For new businesses, starting this fleet (even if it is just one or two company-owned vehicles in the beginning) can be a challenge, but by following this guide you can better understand the basics and start your financial planning off right:
What is a Company Fleet?
A company fleet, or in more realistic terms, a company car, is a vehicle that is owned and operated by a company for their business use. While, yes, you can use your own vehicle and have your employees use their own vehicles, this isn’t always the best option. If you need special tasks accomplished – for example, moving heavy machinery or raw materials – then you are going to need to invest in your own vehicles.#
What you need will depend on who you are as a company. A plumber agency could do just fine with a series of standard flat-bed trucks you can pick up at the dealership down the road, whereas more heavy duty-vehicles will need a specialist dealership to acquire them.
Acquiring Vehicles for Your Fleet
Acquiring vehicles for your fleet will be no cheap task. Even if you plan on starting small with one or two company vehicles, this still means debt and ongoing costs you will need to account for in your books. You will also need to ensure that you follow all the rules and regulations based on where you live. For example, depending on your fleet or purpose, you will likely need to get your USDOT number and authority, if you plan on operating between different states. You might also need International Fuel Tax Agreement decals as well as protect your fleet from any legal complications.
New Vs. Used
There are very few instances where new companies will ever want to dish out for a new car unless the goal is to impress clients. Perhaps you are a limo service, for example, and the best way to get customers and clients to turn to you again and again is to splurge on a series of incredibly beautiful and new vehicles that your customers will appreciate being in.
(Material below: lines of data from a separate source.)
PR #1764, opened 2017-10-03
Change J9 prefix to OMR

charliegracie:
This PR cleans up a lot of code. These changes are a first step to removing the J9 `namespace` from OMR.  These references to J9 are historical as that is where the code was originally donated from but to ease consumption of the project and clean up the code it makes sense to try and remove all of them.

This PR does not fix all occurrences but is the first step in the cleanup.


charliegracie:
genie-omr build all

dnakamura:
@charliegracie  As part of this effort do we want to start renaming the libraries? Ie `j9thrstatic`, `j9pool`, `j9hashtable`, etc? It's probably not worth effort to rename them on the makefile side, but I see no reason we cant rename them in cmake

charliegracie:
Yes that is a great idea @dnakamura.  I agree that there is no reason to update the makefile versions.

On the other hand, if you are lucky you can still acquire these newer models, but in used format. What this means is that, for whatever reason, the original owner had to sell their vehicle well before even the warranty itself was up. For those who want a great deal on a new model, this is the best option to choose. The only downside is that it is not possible to plan for what you will find, so you will need to keep an eye out for great deals like this before someone else can snatch it up.
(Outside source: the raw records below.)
Issue #1760, opened 2017-09-30
New datatypes and operations for AutoSIMD on x86


IBMJimmyk:
Currently AutoSIMD support on x86 is fairly limited. It only supports Double type add and mul operations.

The proposed changes will significantly expand AutoSIMD support on x86 to include the following data type and operation combinations:

Add - Int, Long, Float, Double
Sub - Int, Long, Float, Double
Mul - Int, Float, Double
Div - Float, Double
And - Int, Long
Or - Int, Long
Xor - Int, Long

Furthermore, support for reduction operations will also be added.

The increase in AutoSIMD support will come from updating the x86 evaluators to handle the new math and logical operations. Also, a new evaluator will be created for getvelem to implement reduction support.

These evaluator changes require previously unused vector instructions so changes to X86Ops.ins are also necessary.

PR #1766, opened 2017-10-03
New datatypes and operations for AutoSIMD on x86

IBMJimmyk:
Currently AutoSIMD support on x86 is fairly limited. It only supports
Double type add and mul operations.

This change sets significantly expands AutoSIMD support on x86 to include
the following data type and operation combinations:

Add - Int, Long, Float, Double
Sub - Int, Long, Float, Double
Mul - Int, Float, Double
Div - Float, Double
And - Int, Long
Or - Int, Long
Xor - Int, Long

Furthermore, support for reduction operations was also added.

getSupportsOpCodeForAutoSIMD() was updated to reflect these changes.

The increase in AutoSIMD support came from updating the x86 evaluators to
handle the new math and logical operations. Also, a new evaluator was
created for getvelem to implement reduction support.

These evaluator changes required previously unused vector instructions so
changes to X86Ops.ins was also made to support new vector instructions.

Issue: #1760


andrewcraik:
given the changes to the x86 codegen I think getting the thoughts of @0dvictor on this would be a good idea since he works in that area a lot.

IBMJimmyk:
I think @gita-omr @0dvictor and @andrewcraik wanted to review this before it got committed.

IBMJimmyk:
There's one thing about about my changes that I wanted to highlight because it also came up in a previous change I submitted.

In OMRTreeEvaluator.cpp I use the instructions PADDD and PMULLD instead of "PADDDRegReg" or "PMULLDRegReg" which I use for everything else. The reason for this is PADDD and PMULLD already existed prior to my changes and were in use by code outside of the AutoSIMD sections of the code. I felt that the changes in the PR were already large enough and updating the areas to use "PADDDRegReg" or "PMULLDRegReg" instead would be better left to a future PR.

0dvictor:
Maybe we should combine `VectorLogicalEvaluator` into `FloatingPointAndVectorBinaryArithmeticEvaluator`. They are similar enough that, by consolidating them, we can apply same optimizations on. For example, we can potentially use three-operand forms of the instructions in the same place.

andrewcraik:
The spirit of the changes looks fine - @0dvictor are you happy with the level of trace? Otherwise my main question would be what kind of perf validation this has been through since a big change like this could impact performance for the better or the worse.

0dvictor:
The trace information looks fine to me. The evaluators are straightforward enough to find out where an instruction is generated.
Performance measurements definitely need be measured further. Maybe guard these new logics with an environment variable and delete it later?

IBMJimmyk:
After talking with @0dvictor I merged VectorLogicalEvaluator into FloatingPointAndVectorBinaryArithmeticEvaluator to address a previous comment.

0dvictor:
Thank you. LGTM.

0xdaryl:
Please fix the linter error:
```
./../compiler/x/codegen/OMRCodeGenerator.cpp:984:73: error: Implicit this
      receivers are prohibited in extensible classes
  ...TR::Float || dt == TR::Double || (dt == TR::Int32 && comp()->cg()->getX8...
                                                          ^
                                                          self()->
```

You are already in the `CodeGenerator` class so a `self()->getX86ProcessorInfo()` call should be sufficient to get at what you need.

IBMJimmyk:
I fixed the error. I changed the line to use self()->getX86ProcessorInfo().

gita-omr:
Daryl, these are all valid questions. I will let @IBMJimmyk answer.

IBMJimmyk:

The reason this works is because all vehicles have a very high depreciation value. You would never get all your money back if you sold it the very next day. Therefore, a year-old vehicle could offer you great savings, and yet still be new enough to impress clients and function perfectly, all while under warranty.
Buy Vs. Leased
Leased is a great option is the cost of the vehicle is too high on its own (for example, with large transportation trucks) or if you need to impress clients on a regular basis. There may be certain regulations, though, stopping you from using leased vehicles for work-related occasions, so be sure to check beforehand.
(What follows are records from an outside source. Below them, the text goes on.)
PR #1772, opened 2017-10-04
Fix comptest failures on Linux 390

charliegracie:
Shifting a 32 bit integer by more than 31 bits is undefined behaviour in
the C++ spec. Currently the OMR compiler  masks the shift value by 0x1F.
This means a shift of 32 or larger on a 32 bit integer effectively
returns the same value. To ensure the C++ version matches the compiled
version of the test the C++ version needs to also mask the shift value.

### DIFF
--- a/fvtest/compilertriltest/ShiftAndRotateTest.cpp
+++ b/fvtest/compilertriltest/ShiftAndRotateTest.cpp
@@ -56,6 +56,34 @@ template <typename T> static T rotate(T a, int32_t b)
    return a;
    }
 
+template <typename Left> static Left shift_left(Left left, int32_t right)
+   {
+   int32_t r = right;
+   if (sizeof(Left) <= sizeof(int32_t))
+      {
+      r = (r & (8 * sizeof(int32_t) - 1));
+      }
+   else
+      {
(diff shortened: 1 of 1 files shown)


charliegracie:
Currently the tril tests are only built via CMake and require C++11 so running the genie build should not be required.

fvtest/compilertriltest/ShiftAndRotateTest.cpp
```diff
@@ -56,6 +56,34 @@ template <typename T> static T rotate(T a, int32_t b)
    return a;
    }
 
+template <typename Left, typename Right> static Left shift_left(Left left, Right right)
```
Leonardo2718: Since, the "right" argument to a shift opcode must always be `Int32`, can you get rid of the `Right` template parameter and hard code `int32_t ` instead? This will make it consistent with the implementation of `rotate`.

charliegracie: Changed

vijaysun-omr:
I was looking for the same issue that Leo already brought up that the second child of a shift is an int no matter what the type of the shift. Looks okay otherwise. Merging.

Buying the vehicle, however, is far more cost-effective in the long run if you plan on owning and managing said vehicle for years longer than the lease would serve. You also get the added benefit of a trade-in value at the end of its lifespan with you.
How Much Should You Have Saved for the Down Payment?
As a business, you could probably get away with paying less of a down payment than traditional vehicle owners. Just remember to go in with a business plan on how you intend to afford all the costs and repairs in your operations.
Tips on How to Factor in Cost
No matter what vehicle you operate, you absolutely must factor in the cost before you commit to it. If you cannot afford it now, you will only put yourself further into debt in the long run, if not go bankrupt as a company altogether. Prioritize financial planning from the start so that your vehicles can help your company, not be a money pit.
1. Calculate Your Vehicle Repayments
In business, it is irresponsible to jump into any sort of debt without first planning accordingly what you can afford. Newer or smaller businesses, in particular, should never go and buy the first vehicle they see. Instead, they need to factor in the cost of owning/leasing and maintaining your vehicle into your costs.
A great way to factor in this budget is to use the car loan calculator on autogravity.com as it can factor in a variety of different variables such as down payment contribution, taxes, APR, and even how long you wish your loan to be. That way you can prepare your budgeting ahead of time.
2. Get Pre-Approved for Your Loan
The best way to have negotiating power is to be pre-approved for a loan. Going in with proof that you can make all the repayments and have a solid business plan can help you get the loan you need.
3. Know How Negotiate
Always negotiate down the price of the vehicle. There are several ways to do this, including choosing the right dealership, going during the end of a quarter or fiscal year, and knowing the MSRP among other factors. You also need to be prepared to walk away
The Importance of the Right Fleet Insurance
Owning and operating a fleet is expensive, and it can also be dangerous. You need to have specialty insurance in order to operate and protect your business from a variety of challenges, from property damage to liability.
Whether you own and operate one vehicle or ten doesn’t matter, so long as you appropriately plan for how you intend to pay for and afford the repayments. Once you do that, you can succeed and grow as a company.